Used EZJail for a long time too. But the developer stopped a long time ago (there were some issues between the developers of Ezjail and QJail, not a pretty story). So it's getting a bit stale nowadays. Lacks a lot of modern features and still uses the deprecated `jail_*` variables. Switched to Bastille some time ago, and I'm very pleased with it (templates are a really cool feature).


----------



## Alain De Vos (Oct 4, 2022)

If i'm correct bastille is for jailing , i.e. a name-space, ware-as cbsd is also for bhyve and virtualisation ? Not ?
It would be nice to know "Dan Langille" takes on this.
​


----------



## Purkuapas (Oct 4, 2022)

Alain De Vos said:


> If i'm correct bastille is for jailing , i.e. a name-space, ware-as cbsd is also for bhyve and virtualisation ? Not ?
> It would be nice to know "Dan Langille" takes on this.
> ​


pot/bastillebsd/iocage/ezjail for jail only, whereas cbsd can also manage virtual machines (like vm-bhyve).

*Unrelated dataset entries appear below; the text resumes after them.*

PR #394, opened 2023-02-24
fix(tari_indexer): replace template manager channel sink with a full mock

mrnaveira:
Description
---
* Created a new mock template manager system for the `base_layer_scanner` that handles all needed requests.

You can compare the open issues per project (for bastillebsd, for cbsd, for pot , for iocage): it shows what users are missing (feature request)


----------



## gotnull (Oct 4, 2022)

This is my very little opinion which is far far but really far from an expert one. 
I am still discovering the jail world of FreeBSD, so far I tried iocage, bastille and lately pot. 

Iocage is nice, the work is done automatically and quickly. 
Having plugins is a good idea unfortunately there are not ton of them, I was oddly surprised that they were not much popular.   
Sadly its development entered in a slow state, PR are kind of stuck, issues tickets are growing. I hope it won't die.
https://github.com/iocage/iocage/issues/1251 

Bastille looks okay, I didn't play a lot with it for some reason and I didn't like the fact that it was always showing a warning message about pf while ipfw was used instead. It was like it was expected pf no matter what, then I moved on something else at that time and forget about bastille. 
That being said I appreciated the videos the author did about it on YT, or the quick articles on the bastille blog because they help and this type of gesture are always welcome. 

Pot is the last one I play with, I don't have a lot to say about it since I still discovering it, but so far so good. 
Note that jails are deployed slowly because of the xz's archive. Syntax is okay as well as bastille. 
From what I understand it's different kind from the two mentioned before, but since it is above my skills there are certainly good people here to talk about it better than I can.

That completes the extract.